自由自在の戦闘能力の高い変身とはいえ、本質はやはり変身。旧知の間柄に化けるのもよし、物に化けて待ち伏せするもよし、風景に溶け込み虚を突くのもいい。
少なくとも真正面から戦うのが最善手ではないはずなのだ。それにも関わらず、クエンティはわざわざ自分から話しかけ、戦闘へと移行した。
「自信があるにしても不自然よね、変身の血統魔法を持ってる魔法使いがわざわざ……それこそクエンティがいるって知らない時に町中でアルムのことを襲えばそれだけで有利なはずなのに……」
「エルミラの言う通りだ。わざわざ名乗って来たし……戦闘中も一瞬おかしな時があったりして妙な違和感があった」
「カンパトーレの魔法使いって傭兵でしょー? 雇い主が何かやってるのかなあ?」
いくら考えても理由がわからない。
これではまるで調査している自分達にここには何かあるとアピールするために出てきたような――?

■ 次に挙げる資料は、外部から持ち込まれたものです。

PR #95, opened 2022-11-01
Fix a few things inside wallet

klochowicz:
See commit description for details.

### DIFF
--- a/rust/src/wallet.rs
+++ b/rust/src/wallet.rs
@@ -3,14 +3,13 @@ use anyhow::anyhow;
 use anyhow::bail;
 use anyhow::Context;
 use anyhow::Result;
-use bdk::bitcoin::Network;
+use bdk::bitcoin;
 use bdk::blockchain::ElectrumBlockchain;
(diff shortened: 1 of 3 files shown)


rust/src/wallet.rs
```diff
@@ -19,23 +18,37 @@ pub const TESTNET_ELECTRUM: &str = "ssl://blockstream.info:993";
 /// Wallet has to be managed by Rust as generics are not support by frb
 static WALLET: Storage<Mutex<Wallet>> = Storage::new();
 
+pub enum Network {
+    Mainnet,
+    Testnet,
+    Regtest,
```
holzeis, line 24: ❓ Why are we adding regtest as enum option, if we do not support it?

holzeis (approved):
Nice 👍

rust/src/wallet.rs
klochowicz: I was just converting the tests initially when I added it. I anticipate it being useful when testing lightning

いつどこからくるかわからないクエンティの存在で疑心暗鬼にさせてこちらの精神を擦り減らる作戦だろうか。真意がよくわからなかった。
「とりあえずアルムの怪我も治ったから陛下に報告しよう。アルム、クエンティについては君の口から頼む。戦った人間のほうが説得力があるからな」
「わかりました」
ファニアは懐から魔法石の腕輪取り出して手首にはめる。
反魔法組織とカンパトーレの魔法使い。絡み合っているのは結びついているのかよくわからない南部の組み合わせを報告すべく、通信用の魔法石は南部と遠い王都を魔力で繋げた。
いつも読んでくださってありがとうございます。
相手をわざわざでっかく見てやる必要は無いのです。
『ちょっとした小ネタ』
治癒魔法は同じ相手にずっとし続けると、使い手が慣れて自然と"現実への影響力"が高まります。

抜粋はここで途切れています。